DATA SECTION:
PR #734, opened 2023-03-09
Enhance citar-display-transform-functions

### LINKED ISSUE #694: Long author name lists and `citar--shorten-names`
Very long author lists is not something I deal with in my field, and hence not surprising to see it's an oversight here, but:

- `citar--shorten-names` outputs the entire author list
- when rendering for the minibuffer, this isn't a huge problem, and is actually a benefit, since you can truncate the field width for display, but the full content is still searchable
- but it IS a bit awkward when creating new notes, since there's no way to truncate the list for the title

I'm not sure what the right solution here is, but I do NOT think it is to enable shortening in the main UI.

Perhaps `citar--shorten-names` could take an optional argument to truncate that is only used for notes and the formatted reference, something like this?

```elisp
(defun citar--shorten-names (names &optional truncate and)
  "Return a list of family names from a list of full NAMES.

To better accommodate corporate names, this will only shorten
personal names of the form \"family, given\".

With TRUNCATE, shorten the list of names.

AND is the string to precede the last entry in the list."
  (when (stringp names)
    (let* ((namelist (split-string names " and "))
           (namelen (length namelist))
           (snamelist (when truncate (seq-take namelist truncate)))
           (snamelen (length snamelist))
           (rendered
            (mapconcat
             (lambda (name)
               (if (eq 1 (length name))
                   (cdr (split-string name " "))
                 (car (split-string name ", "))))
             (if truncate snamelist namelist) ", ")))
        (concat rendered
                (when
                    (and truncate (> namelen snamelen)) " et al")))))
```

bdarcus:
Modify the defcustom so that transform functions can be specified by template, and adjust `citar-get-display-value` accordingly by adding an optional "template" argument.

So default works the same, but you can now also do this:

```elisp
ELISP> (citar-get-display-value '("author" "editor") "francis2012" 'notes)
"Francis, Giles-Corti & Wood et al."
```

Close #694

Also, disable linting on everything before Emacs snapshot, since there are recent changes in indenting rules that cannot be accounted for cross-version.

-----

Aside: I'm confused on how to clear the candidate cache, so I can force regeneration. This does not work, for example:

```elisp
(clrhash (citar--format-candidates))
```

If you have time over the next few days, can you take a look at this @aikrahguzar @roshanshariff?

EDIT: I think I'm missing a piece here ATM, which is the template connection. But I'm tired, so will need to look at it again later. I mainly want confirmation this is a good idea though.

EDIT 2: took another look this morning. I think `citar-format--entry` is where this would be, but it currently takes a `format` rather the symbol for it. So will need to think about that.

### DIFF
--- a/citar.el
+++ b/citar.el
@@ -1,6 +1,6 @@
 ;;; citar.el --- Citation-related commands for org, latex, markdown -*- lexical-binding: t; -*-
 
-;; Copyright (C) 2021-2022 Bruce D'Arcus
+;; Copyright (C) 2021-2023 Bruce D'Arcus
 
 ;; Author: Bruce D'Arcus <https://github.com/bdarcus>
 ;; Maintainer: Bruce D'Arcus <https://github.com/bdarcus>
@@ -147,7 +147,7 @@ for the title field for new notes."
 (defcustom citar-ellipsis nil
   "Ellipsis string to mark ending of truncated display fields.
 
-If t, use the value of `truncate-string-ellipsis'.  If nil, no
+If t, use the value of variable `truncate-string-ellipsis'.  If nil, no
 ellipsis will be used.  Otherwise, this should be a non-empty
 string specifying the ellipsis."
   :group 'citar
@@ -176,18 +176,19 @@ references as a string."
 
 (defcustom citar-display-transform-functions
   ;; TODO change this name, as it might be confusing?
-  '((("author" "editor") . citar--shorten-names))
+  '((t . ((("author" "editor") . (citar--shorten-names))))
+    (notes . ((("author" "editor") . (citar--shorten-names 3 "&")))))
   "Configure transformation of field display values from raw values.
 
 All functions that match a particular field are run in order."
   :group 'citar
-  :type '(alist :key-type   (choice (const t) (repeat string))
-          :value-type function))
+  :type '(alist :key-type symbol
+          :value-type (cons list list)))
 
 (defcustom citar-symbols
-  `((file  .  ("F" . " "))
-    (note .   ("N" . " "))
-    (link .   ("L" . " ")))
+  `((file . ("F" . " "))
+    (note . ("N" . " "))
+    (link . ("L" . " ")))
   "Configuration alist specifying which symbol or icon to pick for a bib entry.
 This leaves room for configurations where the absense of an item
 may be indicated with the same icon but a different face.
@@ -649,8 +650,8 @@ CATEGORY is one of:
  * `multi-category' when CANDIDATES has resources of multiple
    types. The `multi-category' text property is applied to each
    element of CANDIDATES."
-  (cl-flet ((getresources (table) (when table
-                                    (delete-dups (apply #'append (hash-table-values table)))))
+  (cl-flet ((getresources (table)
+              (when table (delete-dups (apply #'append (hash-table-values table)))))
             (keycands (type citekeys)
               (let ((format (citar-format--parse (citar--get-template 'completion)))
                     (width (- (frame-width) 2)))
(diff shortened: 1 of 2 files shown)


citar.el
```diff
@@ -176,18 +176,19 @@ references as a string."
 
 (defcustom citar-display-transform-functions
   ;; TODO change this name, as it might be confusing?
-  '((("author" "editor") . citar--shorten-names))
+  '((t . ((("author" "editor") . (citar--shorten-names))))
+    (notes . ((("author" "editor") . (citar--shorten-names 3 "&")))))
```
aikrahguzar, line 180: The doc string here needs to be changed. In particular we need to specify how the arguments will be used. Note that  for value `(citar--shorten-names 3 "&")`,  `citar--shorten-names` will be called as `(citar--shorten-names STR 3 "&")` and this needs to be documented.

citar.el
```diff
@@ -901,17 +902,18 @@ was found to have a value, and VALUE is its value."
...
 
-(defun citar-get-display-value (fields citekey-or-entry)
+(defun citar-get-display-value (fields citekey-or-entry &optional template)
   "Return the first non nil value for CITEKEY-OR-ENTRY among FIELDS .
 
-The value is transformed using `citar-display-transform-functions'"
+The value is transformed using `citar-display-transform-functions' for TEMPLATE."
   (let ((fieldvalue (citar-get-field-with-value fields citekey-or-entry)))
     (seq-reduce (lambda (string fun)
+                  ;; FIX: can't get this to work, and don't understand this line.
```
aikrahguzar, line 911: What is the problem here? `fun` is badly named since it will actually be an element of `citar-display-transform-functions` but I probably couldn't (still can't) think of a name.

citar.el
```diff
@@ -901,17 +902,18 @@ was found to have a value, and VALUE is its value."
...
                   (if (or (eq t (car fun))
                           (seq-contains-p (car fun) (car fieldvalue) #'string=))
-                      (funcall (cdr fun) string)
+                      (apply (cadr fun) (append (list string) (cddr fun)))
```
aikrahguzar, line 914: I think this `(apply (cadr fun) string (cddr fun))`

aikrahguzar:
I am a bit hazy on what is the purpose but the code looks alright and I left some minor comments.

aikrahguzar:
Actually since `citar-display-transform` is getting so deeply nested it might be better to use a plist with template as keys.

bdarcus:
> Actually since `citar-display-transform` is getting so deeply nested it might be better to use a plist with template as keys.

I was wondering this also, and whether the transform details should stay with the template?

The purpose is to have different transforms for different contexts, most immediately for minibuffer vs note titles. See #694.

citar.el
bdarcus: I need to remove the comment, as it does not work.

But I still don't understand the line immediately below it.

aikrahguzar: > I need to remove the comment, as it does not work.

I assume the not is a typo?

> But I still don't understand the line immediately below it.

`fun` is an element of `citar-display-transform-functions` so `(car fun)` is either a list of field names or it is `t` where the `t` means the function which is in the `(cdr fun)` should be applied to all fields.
==
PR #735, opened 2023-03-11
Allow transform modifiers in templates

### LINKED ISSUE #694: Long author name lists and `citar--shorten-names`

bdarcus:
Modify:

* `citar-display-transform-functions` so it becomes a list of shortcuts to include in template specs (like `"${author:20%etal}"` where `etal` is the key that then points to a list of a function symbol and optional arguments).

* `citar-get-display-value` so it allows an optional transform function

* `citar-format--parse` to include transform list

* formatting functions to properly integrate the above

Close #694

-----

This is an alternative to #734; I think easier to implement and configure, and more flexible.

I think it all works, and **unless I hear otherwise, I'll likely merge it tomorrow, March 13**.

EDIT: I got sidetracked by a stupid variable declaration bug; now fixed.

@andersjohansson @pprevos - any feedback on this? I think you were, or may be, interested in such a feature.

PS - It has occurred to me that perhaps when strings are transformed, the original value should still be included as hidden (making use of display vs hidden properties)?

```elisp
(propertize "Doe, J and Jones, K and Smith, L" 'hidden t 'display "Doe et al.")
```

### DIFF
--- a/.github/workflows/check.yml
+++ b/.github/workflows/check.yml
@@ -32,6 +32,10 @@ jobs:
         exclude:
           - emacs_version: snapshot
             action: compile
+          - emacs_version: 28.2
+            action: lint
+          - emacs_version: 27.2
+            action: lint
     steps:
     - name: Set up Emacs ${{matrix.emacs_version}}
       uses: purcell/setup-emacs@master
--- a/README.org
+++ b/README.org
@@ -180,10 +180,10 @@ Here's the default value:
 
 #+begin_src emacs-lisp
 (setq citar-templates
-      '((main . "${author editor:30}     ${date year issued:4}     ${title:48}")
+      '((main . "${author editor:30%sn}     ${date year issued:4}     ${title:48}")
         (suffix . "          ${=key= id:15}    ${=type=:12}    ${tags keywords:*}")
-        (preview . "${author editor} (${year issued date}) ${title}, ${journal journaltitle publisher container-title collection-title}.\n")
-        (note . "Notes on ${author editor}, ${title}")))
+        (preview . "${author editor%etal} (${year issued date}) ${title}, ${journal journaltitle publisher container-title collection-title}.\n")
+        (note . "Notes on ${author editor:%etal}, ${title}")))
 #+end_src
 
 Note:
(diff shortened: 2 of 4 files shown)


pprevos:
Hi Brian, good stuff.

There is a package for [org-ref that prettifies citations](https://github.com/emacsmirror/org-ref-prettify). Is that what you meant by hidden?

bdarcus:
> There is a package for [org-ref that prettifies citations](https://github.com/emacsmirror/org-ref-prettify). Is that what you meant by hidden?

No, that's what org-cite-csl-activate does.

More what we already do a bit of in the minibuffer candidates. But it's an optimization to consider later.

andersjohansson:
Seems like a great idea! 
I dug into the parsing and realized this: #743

WORK INSTRUCTION: Above are the records; from them, give again exactly the lines from the one containing "PR #734, opened 2023-03-09" through the one containing "Very long author", both included.

EXERCISE RESULT:
PR #734, opened 2023-03-09
Enhance citar-display-transform-functions

### LINKED ISSUE #694: Long author name lists and `citar--shorten-names`
Very long author lists is not something I deal with in my field, and hence not surprising to see it's an oversight here, but:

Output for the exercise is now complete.